The Federal Circuit used two footnotes in Dynamic Drinkware to make clear that the decision applies only to the pre-AIA version of § 102. Under the AIA, § 102(e)(2) provides that U.S. patent documents can qualify as prior art and § 102(d) defines the date as of which U.S. patent documents can qualify as prior art:
A person shall be entitled to a patent application unless—
(a)(2) the claimed invention was described in a patent issued under section 151, or in an application for patent published or deemed published under section 122 (b), in which the patent or application, as the case may be, names another inventor and was effectively filed before the effective filing date of the claimed invention.
(d) Patents and Published Applications Effective as Prior Art.— For purposes of determining whether a patent or application for patent is prior art to a claimed invention under subsection (a)(2), such patent or application shall be considered to have been effectively filed, with respect to any subject matter described in the patent or application—
(1) if paragraph (2) does not apply, as of the actual filing date of the patent or the application for patent; or
(2) if the patent or application for patent is entitled to claim a right of priority under section 119, 365 (a), or 365 (b), or to claim the benefit of an earlier filing date under section 120, 121, or 365 (c), based upon 1 or more prior filed applications for patent, as of the filing date of the earliest such application that describes the subject matter.

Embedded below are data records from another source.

Issue #743, opened 2022-09-20
specs: Precisely describe all block validity rules in `ProcessProposal`


evan-forbes:
A large portion of the responsibilities of the application is to define the block validity rules that are checked by validators during consensus (`ProcessProposal`), and enforced by creating fraud proofs for each rule. Things like namespaces must be ordered lexicographically, all messages must have a corresponding PFD transaction with a commitment that consists only of subtree roots, tail padding shares must consist of zeroed data, etc

We should define each of these rules in the specs.

rootulp:
In addition to the rules specified above: all namespaces must be valid (i.e. use a supported namespace version and ID)

PR #1966, opened 2023-06-20
docs: add block validity rules specs

evan-forbes:
## Overview

Figured we could at least use this as a place holder as a high level summary of celestia-app, and to point to all the other portions of the application.

part of and closes https://github.com/celestiaorg/celestia-app/issues/743
part of #650 

[rendered](https://github.com/celestiaorg/celestia-app/blob/b44960898f59ea3ed86430828606cdc72107a0be/specs/src/specs/block_validity_rules.md)

## Checklist


specs/src/specs/block_validity_rules.md
```diff
@@ -1 +1,99 @@
 # Block Validity Rules
```
evan-forbes, line 1: we might just want to call this a summary or something idk yet

specs/src/specs/block_validity_rules.md
```diff
@@ -1 +1,98 @@
...
+
+Unlike most blockchains, Celestia derives most of its functionality from
+stateless commitments to data rather than stateful transitions. This means that
+the protocol relies heavily on block validity rules. Notably, resource
+constrained light clients must be able to detect when these validity rules have
+not been followed in order to avoid making an honest majority assumption.
+
+> **Note** Celestia relies on cometBFT (formerly tendermint) for consensus,
```
cmwaters, line 9:
```suggestion
> **Note** Celestia relies on CometBFT (formerly tendermint) for consensus,
```
Not capitalised?

specs/src/specs/block_validity_rules.md
```diff
@@ -1 +1,98 @@
...
+construction of that square is also vital to correctly computing it.
+
+TODO
+
+#### Share Encoding
+
+Each chunk of block data is split into equally size shares for sampling
+purposes. The encoding was designed to allow for light clients to decode these
+shares to retrieve relevant data and to be future-proof yet backwards
+compatible. The share encoding is deeply integrated into square contraction, and
```
cmwaters, line 76:
```suggestion
compatible. The share encoding is deeply integrated into square construction, and
```

specs/src/specs/block_validity_rules.md
```diff
@@ -1 +1,98 @@
...
+therefore critical to calculate the data root.
+
+See [shares spec](./shares.md)
+
+## `BlobTx` Validity Rules
+
+Each `BlobTx` consists of a transaction to pay for the blob, and the blob
+itself. Each `BlobTx` that is included in the block must be valid. Those rules
+are described in [`x/blob` module
+specs](../../../x/blob/README.md#validity-rules)
```
cmwaters, line 86: We should adjust this to explain that there can be multiple blobs in a `BlobTx`

specs/src/specs/block_validity_rules.md
```diff
@@ -1 +1,98 @@
 # Block Validity Rules
+
+Unlike most blockchains, Celestia derives most of its functionality from
+stateless commitments to data rather than stateful transitions. This means that
+the protocol relies heavily on block validity rules. Notably, resource
+constrained light clients must be able to detect when these validity rules have
+not been followed in order to avoid making an honest majority assumption.
```
staheri14, line 7: [Question] Is the block validity rule the same as the logics implemented in the [ProcessProposal](https://github.com/celestiaorg/celestia-app/blob/8ae6a84b2c99e55625bbe99f70db1e5a985c9675/app/process_proposal.go#L20)? If we were to map it to a single function, would process proposal be the right one?

rootulp (dismissed):

specs/src/specs/block_validity_rules.md
cmwaters: Yup

specs/src/specs/block_validity_rules.md
```diff
@@ -1 +1,98 @@
...
+
+> **Note** Celestia relies on cometBFT (formerly tendermint) for consensus,
+> meaning that it has single slot finality and is fork-free. Therefore, in order
+> to ensure that an invalid block is never committed to, each validator must
+> check that each block follows all validity rules before voting. If over two
+> thirds of the voting power colludes to break a validity rule, then fraud
+> proofs are created for light clients. After light clients verify fraud proofs,
```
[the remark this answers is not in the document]
evan-forbes: BEFPs do, and blob inclusion will sooner or later. Not sure when we'll get state fraud proofs

this does bring up a good point, where I feel like all fraud proofs are actually block validity fraud proofs, and perhaps I should try to change the first paragraph to emphasize that

specs/src/specs/block_validity_rules.md
evan-forbes: :+1: good idea 069bbd787e829ee0b710b55e921ced76ad502035

specs/src/specs/block_validity_rules.md
```diff
@@ -67,22 +67,23 @@ light clients. Since the data root is a commitment to the square, the
...
 
 #### Share Encoding
 
 Each chunk of block data is split into equally size shares for sampling
 purposes. The encoding was designed to allow for light clients to decode these
 shares to retrieve relevant data and to be future-proof yet backwards
-compatible. The share encoding is deeply integrated into square contraction, and
-therefore critical to calculate the data root.
+compatible. The share encoding is deeply integrated into square construction, and
+    therefore critical to calculate the data root.
```
rootulp, line 78: I think this was accidental

```suggestion
therefore critical to calculate the data root.
```

rootulp (approved):

specs/src/specs/block_validity_rules.md
```diff
@@ -1 +1,99 @@
...
+
+> **Note** Celestia relies on CometBFT (formerly tendermint) for consensus,
+> meaning that it has single slot finality and is fork-free. Therefore, in order
+> to ensure that an invalid block is never committed to, each validator must
+> check that each block follows all validity rules before voting. If over two
+> thirds of the voting power colludes to break a validity rule, then fraud
+> proofs are created for light clients. After light clients verify fraud proofs,
+> they halt.
+
+Before any Celestia specific validation is performed, all cometBFT [block
```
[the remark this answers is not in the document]
evan-forbes: my bad, meant to grab the rest of those after the first one

corrected in https://github.com/celestiaorg/celestia-app/pull/1966/commits/c3e19fe2cafb75ce88b84014a4bec37bab99bc36

rootulp (dismissed):
🙌 fraud proof specs

specs/src/specs/block_validity_rules.md
```diff
@@ -1 +1,77 @@
...
+> proofs are created for light clients. After light clients verify fraud proofs,
+> they halt.
+
+Before any Celestia specific validation is performed, all CometBFT [block
+validation
+rules](https://github.com/cometbft/cometbft/blob/v0.34.28/spec/core/data_structures.md#block)
+must be followed. The only deviation from these rules is how the data root
+([DataHash](https://github.com/cometbft/cometbft/blob/v0.34.28/spec/core/data_structures.md#header))
+is generated. Almost all of Celestia's functionality is derived from this
+change, including how it proves data availability to light clients.
```
staheri14, line 25: [Suggestion] I see there is a missing link between the block validity rules and the supplied subsections. My suggestion revolves around making this link a bit clear (feel free to rephrase it as you see fit, I got inspiration from the subsections you already included in the specs):
Below is my suggested addition to the text: 

In Celestia, the block validity rules encompass two main aspects: the rules governing the validity of individual transactions and the rules dictating how to construct the data hash.

- Transaction validity rules: Similar to any normal block, Celestia blocks are composed of a set of transactions. Therefore, the transaction validity rules defined by CometBFT form an integral part of the block validity rules in Celestia. (a reference to the appropriate documentation for the specific transaction validity rules.)

- Blob transaction: The Blob transaction is unique to Celestia, and its validity rules are covered in the corresponding [specifications](either link the specs or a subsection in this spec). ( I am assuming this is something we need to explain separately, that is why I have put it as a separate item)

- Data hash calculation steps: The following steps are specific to the calculation of the data hash:

  - Encoding/laying out transactions into a data square: Transactions within the block are serialized and organized into a square format. This process involves reorganizing the transactions, converting them into a series of bytes, splitting them into fixed-size shares, and arranging them in a square structure. All these steps adhere to specific rules, which are also considered part of the block validity rules. (Links to the respective specifications, OR subsections of the current doc, should be provided for further details.)

  - Constructing the data hash: The data hash is computed from the data square mentioned earlier. Detailed information on the construction of the data hash can be found in the [provided specifications OR a subsection in this doc](). The correct construction of the root hash is also included within the block validity rules.

staheri14 (commented):
LGTM! added some suggestions.

specs/src/specs/block_validity_rules.md
```diff
@@ -1 +1,77 @@
...
+
+## Data Availability
```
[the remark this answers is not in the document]
evan-forbes: hmm good point. I guess this was just a section for block validity rules that were directly related to data availability

this point is usually glossed over in most blockchains, as it is assumed that the data is downloaded entirely in order to verify it

this section describes the difference between consensus nodes and light clients to emphasize that point

> The data for each block must be considered available before a given block can be
considered valid. For consensus nodes, this is done via an identical mechanism
to a normal CometBFT node, which involves downloading the entire block by each
node before considering that block valid.

> Light clients however do not download the entire block.

and then uses this preface for the reasoning behind the rest of the rules

do you think we should remove this header? While I'm less confident about the header, I do think the three paragraphs after the header are a useful preface

specs/src/specs/fraud_proofs.md
```diff
@@ -0,0 +1,25 @@
+# Fraud Proofs
+
+## Bad Encoding Fraud Proofs
```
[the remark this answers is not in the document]
evan-forbes: That is a good point that fraud proofs are not directly part of core/app atm, so including them in the spec might not make a lot of sense. I do think we should at least have a link to the relevant specs, since that will preserve our capability to send a newcomer a single link where they can find all the important portions.

The initial reason for including something here is that I feel that they have a large impact on the design and implementation. For example, the sole reason we have square layout/blob commitment rules are to accomodate blob inclusion proofs. If we eventually have at least a high level description of it, then we can see the end result, which I think makes the rest of the concepts a lot clearer.

rootulp (approved):

specs/src/specs/fraud_proofs.md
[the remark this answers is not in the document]
evan-forbes: That is a good point that fraud proofs are not directly part of core/app atm, so including them in the spec might not make a lot of sense. I do think we should at least have a link to the relevant specs, since that will preserve our capability to send a newcomer a single link where they can find all the important portions.

The initial reason for including something here is that I feel that they have a large impact on the design and implementation. For example, the sole reason we have square layout/blob commitment rules are to accomodate blob inclusion proofs. If we eventually have at least a high level description of it, then we can see the end result, which I think makes the rest of the concepts a lot clearer.

specs/src/specs/block_validity_rules.md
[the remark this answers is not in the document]
evan-forbes: I will attempt to address this when I address the above [comment](https://github.com/celestiaorg/celestia-app/pull/1966/files#r1242785436)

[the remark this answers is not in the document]
staheri14: I understand your point, and it does make sense. I would recommend consolidating all the relevant background into a dedicated section, such as "Background" or "Introduction".

specs/src/specs/fraud_proofs.md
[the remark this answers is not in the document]
staheri14: > I do think we should at least have a link to the relevant specs, since that will preserve our capability to send a newcomer a single link where they can find all the important portions.

Good idea and agree!

>The initial reason for including something here is that I feel that they have a large impact on the design and implementation. For example, the sole reason we have square layout/blob commitment rules are to accomodate blob inclusion proofs. If we eventually have at least a high level description of it, then we can see the end result, which I think makes the rest of the concepts a lot clearer. 

Agree that such information, at a high level,  will provide readers with a clear understanding of the motivations behind the design choices and the purpose of the validity rules. 
Following my previous comment, I recommend incorporating all the motivational information into a single section. Additionally, it would be beneficial to explicitly mention that the design of the Celestia block is influenced by these reasons, resulting in an extensive list of validity rules.

specs/src/specs/block_validity_rules.md
evan-forbes: > In Celestia, the block validity rules encompass two main aspects: the rules governing the validity of individual transactions and the rules dictating how to construct the data hash.

I like this a lot for the celestia specific rules and have updated accordingly. Note that I have simplified further by deleting a lot of the original descriptions and instead relying on the other portions of the spec that already cover it

evan-forbes:
updated this to be significantly smaller, and instead just rely on pointing to other portions of the spec for the time being

specs/src/specs/block_validity_rules.md
```diff
@@ -16,62 +19,33 @@ block validity rules can be foud in the [Fraud Proofs](./fraud_proofs.md) spec.
...
 
-#### Share Encoding
+All `BlobTx` transactions must be valid according to the [BlobTx validity rules](../../../x/blob/README.md#validity-rules)
 
-Each chunk of block data is split into equally size shares for sampling
-purposes. The encoding was designed to allow for light clients to decode these
-shares to retrieve relevant data and to be future-proof yet backwards
-compatible. The share encoding is deeply integrated into square construction, and
-therefore critical to calculate the data root.
+All remaining transaction types do not have to by valid if included in a block. For a complete list of modules see [state machine modules](./state_machine_modules.md).
```
rootulp, line 44:
```suggestion
All remaining transaction types do not have to be valid if included in a block. For a complete list of modules see [state machine modules](./state_machine_modules.md).
```

rootulp (approved):

specs/src/specs/block_validity_rules.md
```diff
@@ -1 +1,51 @@
...
+> with Dishonest Majorities"](https://arxiv.org/abs/1809.09044) and in the
+> [`celestia-node`](https://github.com/celestiaorg/celestia-node) repo.
+
+Celestia specifc validity rules can be categorized into two groups:
+
+### Transaction Validity Rules
+
+All `BlobTx` transactions must be valid according to the [BlobTx validity rules](../../../x/blob/README.md#validity-rules)
+
+All remaining transaction types do not have to by valid if included in a block. For a complete list of modules see [state machine modules](./state_machine_modules.md).
```
staheri14, line 44: I guess checking the validity of the transaction nonces goes under the CometBFT validity rules, right?

staheri14 (approved):
LGTM!

specs/src/specs/block_validity_rules.md
evan-forbes: good question! I don't think the ante handlers are really specified sufficiently anywhere, especially our usage of them, so I added #2044 

that might involve updating the above! the reasoning behind saying "all remaining transactions types do not have to be valid" were these lines

https://github.com/celestiaorg/celestia-app/blob/65046dd363fd5b50d9cfc8d83290c28de10a22a2/app/process_proposal.go#L55-L61

in the past, the rules were that validators could include invalid transactions in the block. It's very reasonable to see this as incorrect now since the most recent fix to use the entire antehandler instead of only incrementing the nonce!

https://github.com/celestiaorg/celestia-app/blob/65046dd363fd5b50d9cfc8d83290c28de10a22a2/app/process_proposal.go#L72-L79

we might want to say something along the lines of "random tx data is permitted, but decodable sdk.Txs must pass all antehandler checks in order for the block to be valid".

evan-forbes: linked this convo as part of that issue to ensure we address this specifically

specs/src/specs/fraud_proofs.md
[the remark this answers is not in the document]
cmwaters: I do think that wherever validity rules are described should be were fraud proofs which define the failure to comply with the aforementioned validity rules should reside. Therefore I think fraud proofs should be described in the specification here.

The highlighted language in § 102(d) seems to be consistent with Wertheim (expanded to reach back to non-U.S. priority dates), but the USPTO sees it differently. In the Examination Guidelines for Implementing the First Inventor To File Provisions of the Leahy-Smith America Invents Act, the USPTO interprets § 102(d) as follows:
The AIA draws a distinction between actually being entitled to priority to, or the benefit of, a prior-filed application in the definition of effective filing date of a claimed invention in AIA 35 U.S.C. 100(i)(1)(B), and merely being entitled to claim priority to, or the benefit of, a prior-filed application in the definition of effectively filed in AIA 35 U.S.C. 102(d). As a result of this distinction, the question of whether a patent or published application is actually entitled to priority or benefit with respect to any of its claims is not at issue in determining the date the patent or published application was ‘‘effectively filed’’ for prior art purposes. Thus, as was the case even prior to the AIA, there is no need to evaluate whether any claim of a U.S. patent, U.S. patent application publication, or WIPO published application is actually entitled to priority or benefit under 35 U.S.C. 119 120, 121, or 365 when applying such a document as prior art.
This interpretation is based at least in part on the 2008 USPTO Board decision in Ex parte Yamaguchi, which held that In re Wertheim was “displaced” by the 18-month publication provisions of the American Inventors Protection Act of 1999 (AIPA), and that the prior art effect of a U.S. patent or application is not restricted by satisfaction of §112.
Does Dynamic Drinkware Turn On The Effective Date Of The AIPA?
The Board decision in Yamaguchi—and the USPTO’s interpretation of § 102(d)—can be reconciled with Dynamic Drinkware if the Federal Circuit’s reliance on Wertheim depended on the pre-AIPA filing date of the asserted patent. (U.S. Patent 7,153,555 was filed in May 2000, before 18-month publication came into effect, and so may not fall under the reasoning of Yamaguchi, although the application of the ‘555 patent was published prior to grant, in 2004) However, since the Federal Circuit did not discuss Yamaguchi or the AIPA, it is not clear that the court would draw such a line. Thus, we will have to wait for the court decide whether the “entitled … to claim the benefit of an earlier filing date” language in § 102(d) requires satisfaction of § 112 (as under Wertheim), or only satisfaction of the formal requirements for claiming priority (as per the USPTO).